Danıştay, Yüksek Seçim Kurulu (YSK) kararını idari davaya konu olabilecek bir işlem olarak görmeyerek, YSK kararının denetimi başvurusunu reddetti. Danıştay tarafından, CHP'nin itirazına ilişkin olarak "Karar verilmesine yer olmadığına hükmedildi" dendi.
Cumhuriyet'te yer alan habere göre, Danıştay, CHP'nin referandum sonuçlarına ilişkin başvurusunu reddetti. Ayrıca talebin idari dava olarak nitelendirilmesi anayasa gereği mümkün olmadığının altını çizdikten sonra 170,00 lira harç ile artan posta ücretinin iadesine hükmetti.
CHP, halk oylaması sonuçlarına yönelik itirazlara ilişkin hukuki aşamaların sonuçlanmasına kadar, YSK'nın sonuçları kesinleştirmesi işleminin yürütmesinin durdurulması talebiyle Danıştay'da dava açmıştı. Ayrıca mühürsüz oy pusulalarının geçerli kabul edilmesine ilişkin YSK işleminin iptali talebiyle başvuruda bulunmuştu. Başvuruyu CHP'nin avukatı Atilla Kart yapmıştı.
Halk oylamasında milletin iradesine, kararına iktidar ve YSK eliyle darbe vurulduğunu belirten Atilla Kaya, "Maalesef Türkiye Cumhuriyeti'nin anayasal kurumu olan, yargı denetimi konusunda en üst organ olan YSK'da bu ifadeye iştirak etmiştir. Biz burada CHP olarak şunu önemli ifade ediyorum ki, 49 milyon oya sahip çıkıyoruz. Sadece 'hayır' oyu verenlerin değil, 'evet' oyu verenlerinde hukukuna sahip çıkıyoruz. 25 milyon 'evet' oyu veren, 24 milyon 'hayır' oyu veren vatandaşlarımıza aynı duyarlılıkla sahip çıktığımızı ifade etmek isterim. Bu vatandaşlarımızın iradelerine sahip çıktığımız gibi 80 milyon vatandaşımızın da hak ve hukukuna sahip çıkıyoruz" demişti.
Adalet Bakanı Bekir Bozdağ, CHP'nin başvurusu hakkında "Anayasa Mahkemesi ve Danıştay bu konuda yetkisizdir" demişti. CHP ise Adalet Bakanı'nın görüşülen bir başvuru hakkında görüş belirtmesini "Yargıya açıkça talimat verdi" diyerek tepki göstermişti.
Başvuruyu değerlendiren Danıştay 10. Dairesi oy çokluğu ile "karar vermeye yer olmadığı" şeklinde karar tahsis etti.

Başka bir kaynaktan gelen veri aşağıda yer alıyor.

PR #722, opened 2025-02-07
Use raise util

ClementWalter:
- **Add to coverage when runner raises**
- **Move errors util in cairo addons**
- **Add raise util**
- **Use raise and raise_jmp instead of assert**

Solves: #745


python/cairo-core/src/cairo_core/control_flow.cairo
```diff
@@ -0,0 +1,19 @@
...
+//      at the end of the function, which would then not be covered.
+func raise(message: felt) {
+    with_attr error_message("{message}") {
+        [ap] = 0, ap++;
+        [ap] = 1, ap++;
+        dw 0x40127ffe7fff7fff;
+    }
+}
+
+raise_jmp:
```
Eikix, line 13: why do we need both raise and raise_jmp?

cairo/ethereum/cancun/state.cairo
```diff
@@ -685,8 +684,7 @@ func close_transaction{
     with_attr error_message("IndexError") {
         tempvar parent_main_trie_ptr = cast(parent_main_trie, felt);
         if (cast(parent_main_trie_ptr, felt) == 0) {
-            assert 0 = 1;
-            ret;
+            raise('IndexError');
```
Eikix, line 687: what happens in this case? it looks like there are two with_attr error_message nested, the one in line 684 and the one in raise

python/cairo-core/src/cairo_core/control_flow.cairo
ClementWalter: a function needs to end with either a jmp, a ret or a dw. The high level `return` would check for signature consistency, the `ret` would add an uncovered line

cairo/ethereum/cancun/state.cairo
ClementWalter: it's possible to have several nested `with_attr` , but here it's just forgotten to be removed

python/cairo-core/src/cairo_core/control_flow.cairo
```diff
@@ -0,0 +1,19 @@
+// @dev Raise by asserting [ap - 1] == [ap - 2];
+//      The instruction is dw to have the last instruction run failing,
```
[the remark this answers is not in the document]
ClementWalter: this is just the compiled `assert [ap - 1] = [ap - 2]`, see cairovm.gs !

cairo/ethereum/cancun/utils/address.cairo
```diff
@@ -35,8 +36,7 @@ func to_address{range_check_ptr}(data: UnionUintU256) -> Address {
     }
 
     with_attr error_message("Type not valid") {
-        assert 0 = 1;
-        ret;
+        jmp raise.raise_label;
```
enitrat, line 39: why not invoking raise('type not valid')?

ClementWalter: you need to end a function by either a ret or a jmp or a dw

ClementWalter:
note: doing this work I've realized the `map_to_python_exception` util, which is redundant with the `cairo_error` context manager. A follow up PR should be done to remove on of them

enitrat (approved):

python/cairo-core/src/cairo_core/control_flow.cairo
```diff
@@ -0,0 +1,12 @@
...
+//      while using assert [ap - 1] = [ap - 2] would require to add ret;
+//      at the end of the function, which would then not be covered.
+func raise(message: felt) {
+    with_attr error_message("{message}") {
+        raise_label:
+        [ap] = 0, ap++;
+        [ap] = 1, ap++;
+        dw 0x40127ffe7fff7fff;
```
Eikix, line 10: this is assert [ap-1] = [ap-2]?

cairo/ethereum/cancun/utils/address.cairo
Eikix, line 39: why does it count as not covered?

PR #761, opened 2025-02-11
fix: get storage original 

### LINKED ISSUE #760: bug: get_storage_original should get from state's current storage trie if snapshot is null
# EDIT

We need a way in process_transaction to initialize the original_storage_tries to be a copy of the current state.
If we use the existing `trie_get_TrieTupleAddressBytes32U256` then we need a way to finalize this dict at the end of the tx, i.e. at the end of process transaction

# Archived:
in state.cairo, in get_storage_original, we:

```

    let new_original_storage_tries = state.value.original_storage_tries;
    let value = trie_get_TrieTupleAddressBytes32U256{trie=new_original_storage_tries}(address, key);

```

which suggests we assume original_storage_tries is never none. 

in the case of a top most tx, snapshot is null, as such, we must get the storage slot from the current state storage trie.

Eikix:
closes #760


Eikix:
Alternatively, as discussed with @obatirou we could modify `begin_transaction` to set State.original_storage_tries to a copy of the `_storage_tries`.

cc @enitrat

cairo/ethereum/cancun/fork.cairo
```diff
@@ -311,8 +313,20 @@ func process_transaction{
         assert is_valid.value = TRUE;
     }
 
-    // Get sender account
+    // Set original_storage_tries
     let state = env.value.state;
+    let storage_tries = state.value._storage_tries;
+    let original_storage_tries = copy_TrieTupleAddressBytes32U256{trie=storage_tries}();
```
Eikix, line 319: We need a new logic to properly squash / merge this new "read only" trie -> @ClementWalter calls it "rebase" -> when you are at the end of the tx, you need to rebase the final storage trie on the original trie, such that when you squash, all the read operations of original state trie are coherent

cairo/ethereum/cancun/state.cairo
```diff
@@ -616,6 +588,33 @@ func begin_transaction{
...
     local __fp__: felt* = fp_and_pc.fp_val;
 
+    // Set original storage tries if not already set
+    if (cast(state.value.original_storage_tries.value, felt) == 0) {
+        let storage_tries = state.value._storage_tries;
+        // cast in dict access type
+        let dict_ptr_start = cast(storage_tries.value._data.value.dict_ptr_start, DictAccess*);
+        let dict_ptr_end = cast(storage_tries.value._data.value.dict_ptr, DictAccess*);
+        let (new_dict_ptr_start, new_dict_ptr_end) = dict_copy(dict_ptr_start, dict_ptr_end);
+        tempvar original_storage_tries_data = MappingTupleAddressBytes32U256(
```
enitrat, line 598:
```suggestion
        let storage_tries = state.value._storage_tries;
        let (new_dict_ptr_start, new_dict_ptr_end) = dict_copy( cast(storage_tries.value._data.value.dict_ptr_start, DictAccess*), cast(storage_tries.value._data.value.dict_ptr, DictAccess*));
        tempvar original_storage_tries_data = MappingTupleAddressBytes32U256(
```

fmt and lgtm

Issue #731, opened 2025-02-10
dev: compute the storage roots of each address from the Trie[Tuple[Address, Bytes32], U256]


Eikix:
Implement a function that takes as an input our "storage tries" of type Trie[Tuple[Address, Bytes32], U256] and ouputs a Mapping[Address, Hash32]: the storage root for each address.

UPDATE: Timebox to create a strategy / PoC

Strategy:

Create a function `storage_roots` that will:

- Take as input the `State`
- squash the storage tries of type `Trie[Tuple[Address, Bytes32], U256]`
- Create a Mapping[Address, TrieBytes32U256] type
- Iterate over the keys of this trie
  -  Get the tuple (address, bytes32) from the dict_tracker
  - call a function `build_storage_trie_for_address` which takes (address, key, value) and 
     - if the trie doesn't exist in the mapping: allocate a segment with default_dict_new(0);
     - Update it with trie_set(trie, key, value)
- We end up with a complete Mapping[Address, TrieBytes32U256]

Now, squash that mapping.
Create a new Mapping[Address, Bytes32] that will contain the storage roots
Iterate over the keys, s.t. for each key:
- call `root` on the value of type TrieBytes32U256
- squash the trie after having called `root` (last access ever)
- Add the root to the mapping for that address

Return the Mapping[Address, Bytes32]

PR #764, opened 2025-02-11
feat: storage roots

enitrat:
Closes https://github.com/kkrt-labs/keth/issues/731


cairo/ethereum/cancun/trie.cairo
```diff
@@ -1765,6 +1822,35 @@ func _get_bytes32_preimage_for_key{poseidon_ptr: PoseidonBuiltin*}(
...
+    let (local preimage_data: felt*) = alloc();
+    local preimage_len;
+    %{ get_preimage_for_key %}
+
+    // Verify preimage
+    if (preimage_len != 3) {
+        raise('preimage_len != 3');
+    }
+
+    let (preimage_hash) = poseidon_hash_many(preimage_len, preimage_data);
```
ClementWalter, line 1840: if preimage_len needs to be 3, you don't need to populate it in a hint, just use 3.

cairo/ethereum/cancun/state.cairo
```diff
@@ -890,3 +930,212 @@ func destroy_touched_empty_accounts{poseidon_ptr: PoseidonBuiltin*, state: State
...
+    let storage_tries = state.value._storage_tries;
+    let storage_tries_start = cast(storage_tries.value._data.value.dict_ptr_start, DictAccess*);
+    let storage_tries_end = cast(storage_tries.value._data.value.dict_ptr, DictAccess*);
+
+    let (squashed_storage_tries_start, squashed_storage_tries_end) = dict_squash(
+        storage_tries_start, storage_tries_end
+    );
+
+    // Create a Mapping[Address, Trie[Bytes32, U256]] that will contain the "flat" tries, where we
+    // will the storage trie of each address
```
obatirou, line 952:
```suggestion
    // Create a Mapping[Address, Trie[Bytes32, U256]] that will contain the "flat" tries, where we
    // will get the storage trie of each address
```

cairo/ethereum/cancun/trie.cairo
enitrat: the hint is generic and assigns the primage len - as it could be used with preimages of any size (see _get_bytes_preimage_for_key), as such I will assign it in the hint

ClementWalter: the hint would work with `ids.preimage_len` already set to 3

this can just be

```
let preimage_len = 3;
%{ get_preimage_for_key }%
let (preimage_hash) = poseidon_hash_many(preimage_len, preimage_data);
```

ClementWalter (approved):

cairo/ethereum/cancun/trie.cairo
enitrat: done

PR #787, opened 2025-02-12
fix: skip None values in _prepare_trie_inner_storage

enitrat:


enitrat:
we can ignore codecov as this will be covered in apply_body

Eikix (approved):
lgtm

Danıştay, "YSK'nın seçim iş ve işlemlerine yönelik kararlarının Anayasadan kaynaklanan bu niteliği gereğince: seçim sürecine ilişkin olması nedeniyle idari işlem niteliği taşımayan işleme konu kararın iptali ve buna bağlı olarak halk oylaması sonuçlarının bu dava sonuçlanancaya kadar açıklanmasının yürütmenin durdurulması istemleri hakkında karar verilmene yer olmadığına karar verilmesi gerektiği düşünülmektedir..." ifadelerini kullandı.
4 sayfa halinde hazırlanan kararın son bölümünde "Yüksek Seçim Kurumu'nun 16 Nisan 2017 tarih ve 560 sayılı kararının, seçim hukuku kapsamında alınmış bir karar olduğu, seçim sürecine ilişkin bulunduğu, dolayısıyla bu kararın, idari işlem olarak nitelendirilmesine ve idari yargı denetimine tabi tutulmasına Anayasa'nın 79. maddesinin 2. fıkrası hükmü karşısında olanak bulamadığı sonucuna varılmıştır" degerlendirmesi aktarıldı.
Danıştay 10. Dairesi, CHP'nin talebin idari dava olarak nitelendirilmesi Anayasa gereği mümkün olmadığının altını çizdikten sonra "Başvuru konusu istemler hakkında karar verilmesine yer olmadığına, istem hakkında bir karar verilmediğniden 170,00 TL harç ile artan posta ücretinin istemde bulunan iadesine, 2577 sayılı İdari Yargılama Usulü Kanunun 60. maddesi ve 7210 sayılı Tesligat Kanunun 2. maddesi uyarınca bu kararın taraflara memur emiyle tebliğ edilmesine 24 Nisan 2017 tarihinde oy çokluğu ile karar verilmiştir" hükmünü kararına yazdı.